PR #487, opened 2020-04-16
Increase size of RegisterRuleMap to avoid TooManyRegisterRules

jan-auer:
Increases the size of `RegisterRuleMap` to fit more rules in rare cases.

### DIFF
--- a/src/read/cfi.rs
+++ b/src/read/cfi.rs
@@ -2305,9 +2305,21 @@ impl<'a, R: Reader> UnwindTable<'a, R> {
 // `RegisterRule::Undefined`, we never store a register's rule in this vec if it
 // is undefined and save a little bit more space and do a little fewer
 // comparisons that way.
+//
+// The maximum number of rules preallocated by libunwind is 97 for AArch64, 128
+// for ARM, and even 188 for MIPS. It is extremely unlikely to encounter this
+// many register rules in practice.
+//
+// See:
+// - https://github.com/libunwind/libunwind/blob/11fd461095ea98f4b3e3a361f5a8a558519363fa/include/tdep-x86_64/dwarf-config.h#L36
+// - https://github.com/libunwind/libunwind/blob/11fd461095ea98f4b3e3a361f5a8a558519363fa/include/tdep-aarch64/dwarf-config.h#L32
+// - https://github.com/libunwind/libunwind/blob/11fd461095ea98f4b3e3a361f5a8a558519363fa/include/tdep-arm/dwarf-config.h#L31
+// - https://github.com/libunwind/libunwind/blob/11fd461095ea98f4b3e3a361f5a8a558519363fa/include/tdep-mips/dwarf-config.h#L31
+//
+// TODO: Consider using const generics for the array size.
 #[derive(Clone, Debug)]
 struct RegisterRuleMap<R: Reader> {
-    rules: ArrayVec<[(Register, RegisterRule<R>); 32]>,
+    rules: ArrayVec<[(Register, RegisterRule<R>); 192]>,
 }
 
 impl<R: Reader> Default for RegisterRuleMap<R> {
@@ -6659,7 +6671,7 @@ mod tests {
     fn size_of_unwind_ctx() {
         use core::mem;
         let size = mem::size_of::<UnwindContext<EndianSlice<NativeEndian>>>();
-        let max_size = 5416;
+        let max_size = 30968;
         if size > max_size {
             assert_eq!(size, max_size);
         }
@@ -6670,7 +6682,7 @@ mod tests {
     fn size_of_register_rule_map() {
         use core::mem;
         let size = mem::size_of::<RegisterRuleMap<EndianSlice<NativeEndian>>>();
-        let max_size = 1040;
+        let max_size = 6152;
         if size > max_size {
             assert_eq!(size, max_size);
         }


philipc:
I think `ArrayVec` was intentional because this code is meant to be async signal safe and not allocate, as mentioned in the [comment](https://github.com/gimli-rs/gimli/blob/335fb1781243060e8620a54c7c962bb2c21ee547/src/read/cfi.rs#L2324-L2325).

I wonder how other unwinders handle this.

jan-auer:
Completely missed that comment. 

What if we keep the error and swap out ArrayVec vs SmallVec based on a feature flag? There may be contexts where signal safety is not required in which case it would be desirable to collect all rules.

philipc:
I'm not keen on using a feature flag to switch between ArrayVec and SmallVec. We need to be able to handle all rules, even when signal safety is required. libunwind uses an architecture specific value for its array (33 for x86-64, 97 for aarch64). How would you feel about increasing the fixed size for now, and later making it configurable with const generics?

jan-auer:
Sounds good to me. I should have done the reading in libunwind right away. Would you mind to link me to it, for some reason I'm not able to find it.

Increased the limit to 100 now (since `arrayvec::Array` is not implemented for size 97). The first part of this comment is now a bit redundant, since we *are* actually allocating that many rules:

https://github.com/gimli-rs/gimli/blob/53c802a69066b211984ef06fd96ba20946d47ca3/src/read/cfi.rs#L2297-L2299

Would you like me to change that?

philipc:
> Would you mind to link me to it, for some reason I'm not able to find it.

Sure: [the register rule table](https://github.com/libunwind/libunwind/blob/11fd461095ea98f4b3e3a361f5a8a558519363fa/include/dwarf.h#L246-L251), and the [x86-64](https://github.com/libunwind/libunwind/blob/11fd461095ea98f4b3e3a361f5a8a558519363fa/include/tdep-x86_64/dwarf-config.h#L36) and [aarch64](https://github.com/libunwind/libunwind/blob/11fd461095ea98f4b3e3a361f5a8a558519363fa/include/tdep-aarch64/dwarf-config.h#L32) numbers. [ARM (128)](https://github.com/libunwind/libunwind/blob/11fd461095ea98f4b3e3a361f5a8a558519363fa/include/tdep-arm/dwarf-config.h#L31) and [MIPS (188)](https://github.com/libunwind/libunwind/blob/11fd461095ea98f4b3e3a361f5a8a558519363fa/include/tdep-mips/dwarf-config.h#L31) are actually even larger.

> Would you like me to change that?

Yeah, can you change the comment to mention that it is based on the numbers from libunwind?

jan-auer:
Thanks for the links, @philipc! Was going back and forth with using a smaller array, but ended up increasing size to `192`. This bumps sizes of the register map to 6kB and the unwind context to a whopping 7+ pages (30kB).

philipc:
Just out of interest, the benchmark difference on my machine is:
```
 name                                                       before ns/iter  after ns/iter  diff ns/iter   diff %  speedup 
 cfi::eval_longest_fde_instructions_new_ctx_everytime       498             2,893                 2,395  480.92%   x 0.17 
 cfi::eval_longest_fde_instructions_same_ctx                314             651                     337  107.32%   x 0.48 
 cfi::iterate_entries_and_do_not_parse_any_fde              50,855          49,392               -1,463   -2.88%   x 1.03 
 cfi::iterate_entries_and_parse_every_fde                   387,405         391,387               3,982    1.03%   x 0.99 
 cfi::iterate_entries_and_parse_every_fde_and_instructions  889,495         896,817               7,322    0.82%   x 0.99 
 cfi::iterate_entries_evaluate_every_fde                    1,204,579       2,542,256         1,337,677  111.05%   x 0.47 
 cfi::parse_longest_fde_instructions                        203             209                       6    2.96%   x 0.97 
```

I don't have any ideas for what we can do better, but maybe @fitzgen does? I don't think anyone has spent any serious effort on optimising this yet though, other than #148 (which may no longer be an optimisation).

fitzgen:
@philipc 

> I wonder how other unwinders handle this.

Some versions of libunwind (there are so many forks floating around) have a specialized mmap-only, lock-free allocator for use inside signal handlers. Given the snippets you found, it looks like that isn't used for register rules, but it is something we could look into.

Other unwinders, that are focused just on fast, common case unwinding for profiling, only ever recover rsp and rbp.

Exposing this limit through generics somehow seems promising and not overly ocean boil-y.

fitzgen:
> I don't have any ideas for what we can do better, but maybe @fitzgen does? I don't think anyone has spent any serious effort on optimising this yet though, other than #148 (which may no longer be an optimisation).

The fastest implementations I've seen either compile CFI to machine code ahead of time and replace the CFI, or do it at runtime with a super limited JIT compiler and an associative cache mapping PCs to JIT stubs.

That is, they largely avoid the cost of repeatedly parsing and interpreting CFI rules.

philipc:
> Some versions of libunwind (there are so many forks floating around) have a specialized mmap-only, lock-free allocator for use inside signal handlers. Given the snippets you found, it looks like that isn't used for register rules, but it is something we could look into.

Yeah libunwind (at least the primary version of it) uses mmap for `DW_CFA_remember_state`. The libgcc unwinder does the same thing as libunwind for the register array, and uses alloca for `DW_CFA_remember_state`.

> The fastest implementations I've seen either compile CFI to machine code ahead of time and replace the CFI, or do it at runtime with a super limited JIT compiler and an associative cache mapping PCs to JIT stubs.

I'm aware of https://fzn.fr/projects/frdwarf/, but not sure if anything in production uses that technique.

Anyway, it sounds like this PR is the way to go for now at least.

fitzgen:
> but not sure if anything in production uses that technique.

Firefox's profiler's unwinder uses the JIT approach.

**WORK INSTRUCTION**
Please retype every entry above exactly as it stands.

**RESPONSE TO THIS TASK**
PR #487, opened 2020-04-16
Increase size of RegisterRuleMap to avoid TooManyRegisterRules

jan-auer:
Increases the size of `RegisterRuleMap` to fit more rules in rare cases.

### DIFF
--- a/src/read/cfi.rs
+++ b/src/read/cfi.rs
@@ -2305,9 +2305,21 @@ impl<'a, R: Reader> UnwindTable<'a, R> {
 // `RegisterRule::Undefined`, we never store a register's rule in this vec if it
 // is undefined and save a little bit more space and do a little fewer
 // comparisons that way.
+//
+// The maximum number of rules preallocated by libunwind is 97 for AArch64, 128
+// for ARM, and even 188 for MIPS. It is extremely unlikely to encounter this
+// many register rules in practice.
+//
+// See:
+// - https://github.com/libunwind/libunwind/blob/11fd461095ea98f4b3e3a361f5a8a558519363fa/include/tdep-x86_64/dwarf-config.h#L36
+// - https://github.com/libunwind/libunwind/blob/11fd461095ea98f4b3e3a361f5a8a558519363fa/include/tdep-aarch64/dwarf-config.h#L32
+// - https://github.com/libunwind/libunwind/blob/11fd461095ea98f4b3e3a361f5a8a558519363fa/include/tdep-arm/dwarf-config.h#L31
+// - https://github.com/libunwind/libunwind/blob/11fd461095ea98f4b3e3a361f5a8a558519363fa/include/tdep-mips/dwarf-config.h#L31
+//
+// TODO: Consider using const generics for the array size.
 #[derive(Clone, Debug)]
 struct RegisterRuleMap<R: Reader> {
-    rules: ArrayVec<[(Register, RegisterRule<R>); 32]>,
+    rules: ArrayVec<[(Register, RegisterRule<R>); 192]>,
 }
 
 impl<R: Reader> Default for RegisterRuleMap<R> {
@@ -6659,7 +6671,7 @@ mod tests {
     fn size_of_unwind_ctx() {
         use core::mem;
         let size = mem::size_of::<UnwindContext<EndianSlice<NativeEndian>>>();
-        let max_size = 5416;
+        let max_size = 30968;
         if size > max_size {
             assert_eq!(size, max_size);
         }
@@ -6670,7 +6682,7 @@ mod tests {
     fn size_of_register_rule_map() {
         use core::mem;
         let size = mem::size_of::<RegisterRuleMap<EndianSlice<NativeEndian>>>();
-        let max_size = 1040;
+        let max_size = 6152;
         if size > max_size {
             assert_eq!(size, max_size);
         }


philipc:
I think `ArrayVec` was intentional because this code is meant to be async signal safe and not allocate, as mentioned in the [comment](https://github.com/gimli-rs/gimli/blob/335fb1781243060e8620a54c7c962bb2c21ee547/src/read/cfi.rs#L2324-L2325).

I wonder how other unwinders handle this.

jan-auer:
Completely missed that comment. 

What if we keep the error and swap out ArrayVec vs SmallVec based on a feature flag? There may be contexts where signal safety is not required in which case it would be desirable to collect all rules.

philipc:
I'm not keen on using a feature flag to switch between ArrayVec and SmallVec. We need to be able to handle all rules, even when signal safety is required. libunwind uses an architecture specific value for its array (33 for x86-64, 97 for aarch64). How would you feel about increasing the fixed size for now, and later making it configurable with const generics?

jan-auer:
Sounds good to me. I should have done the reading in libunwind right away. Would you mind to link me to it, for some reason I'm not able to find it.

Increased the limit to 100 now (since `arrayvec::Array` is not implemented for size 97). The first part of this comment is now a bit redundant, since we *are* actually allocating that many rules:

https://github.com/gimli-rs/gimli/blob/53c802a69066b211984ef06fd96ba20946d47ca3/src/read/cfi.rs#L2297-L2299

Would you like me to change that?

philipc:
> Would you mind to link me to it, for some reason I'm not able to find it.

Sure: [the register rule table](https://github.com/libunwind/libunwind/blob/11fd461095ea98f4b3e3a361f5a8a558519363fa/include/dwarf.h#L246-L251), and the [x86-64](https://github.com/libunwind/libunwind/blob/11fd461095ea98f4b3e3a361f5a8a558519363fa/include/tdep-x86_64/dwarf-config.h#L36) and [aarch64](https://github.com/libunwind/libunwind/blob/11fd461095ea98f4b3e3a361f5a8a558519363fa/include/tdep-aarch64/dwarf-config.h#L32) numbers. [ARM (128)](https://github.com/libunwind/libunwind/blob/11fd461095ea98f4b3e3a361f5a8a558519363fa/include/tdep-arm/dwarf-config.h#L31) and [MIPS (188)](https://github.com/libunwind/libunwind/blob/11fd461095ea98f4b3e3a361f5a8a558519363fa/include/tdep-mips/dwarf-config.h#L31) are actually even larger.

> Would you like me to change that?

Yeah, can you change the comment to mention that it is based on the numbers from libunwind?

jan-auer:
Thanks for the links, @philipc! Was going back and forth with using a smaller array, but ended up increasing size to `192`. This bumps sizes of the register map to 6kB and the unwind context to a whopping 7+ pages (30kB).

philipc:
Just out of interest, the benchmark difference on my machine is:
```
 name                                                       before ns/iter  after ns/iter  diff ns/iter   diff %  speedup 
 cfi::eval_longest_fde_instructions_new_ctx_everytime       498             2,893                 2,395  480.92%   x 0.17 
 cfi::eval_longest_fde_instructions_same_ctx                314             651                     337  107.32%   x 0.48 
 cfi::iterate_entries_and_do_not_parse_any_fde              50,855          49,392               -1,463   -2.88%   x 1.03 
 cfi::iterate_entries_and_parse_every_fde                   387,405         391,387               3,982    1.03%   x 0.99 
 cfi::iterate_entries_and_parse_every_fde_and_instructions  889,495         896,817               7,322    0.82%   x 0.99 
 cfi::iterate_entries_evaluate_every_fde                    1,204,579       2,542,256         1,337,677  111.05%   x 0.47 
 cfi::parse_longest_fde_instructions                        203             209                       6    2.96%   x 0.97 
```

I don't have any ideas for what we can do better, but maybe @fitzgen does? I don't think anyone has spent any serious effort on optimising this yet though, other than #148 (which may no longer be an optimisation).

fitzgen:
@philipc 

> I wonder how other unwinders handle this.

Some versions of libunwind (there are so many forks floating around) have a specialized mmap-only, lock-free allocator for use inside signal handlers. Given the snippets you found, it looks like that isn't used for register rules, but it is something we could look into.

Other unwinders, that are focused just on fast, common case unwinding for profiling, only ever recover rsp and rbp.

Exposing this limit through generics somehow seems promising and not overly ocean boil-y.

fitzgen:
> I don't have any ideas for what we can do better, but maybe @fitzgen does? I don't think anyone has spent any serious effort on optimising this yet though, other than #148 (which may no longer be an optimisation).

The fastest implementations I've seen either compile CFI to machine code ahead of time and replace the CFI, or do it at runtime with a super limited JIT compiler and an associative cache mapping PCs to JIT stubs.

That is, they largely avoid the cost of repeatedly parsing and interpreting CFI rules.

philipc:
> Some versions of libunwind (there are so many forks floating around) have a specialized mmap-only, lock-free allocator for use inside signal handlers. Given the snippets you found, it looks like that isn't used for register rules, but it is something we could look into.

Yeah libunwind (at least the primary version of it) uses mmap for `DW_CFA_remember_state`. The libgcc unwinder does the same thing as libunwind for the register array, and uses alloca for `DW_CFA_remember_state`.

> The fastest implementations I've seen either compile CFI to machine code ahead of time and replace the CFI, or do it at runtime with a super limited JIT compiler and an associative cache mapping PCs to JIT stubs.

I'm aware of https://fzn.fr/projects/frdwarf/, but not sure if anything in production uses that technique.

Anyway, it sounds like this PR is the way to go for now at least.

fitzgen:
> but not sure if anything in production uses that technique.

Firefox's profiler's unwinder uses the JIT approach.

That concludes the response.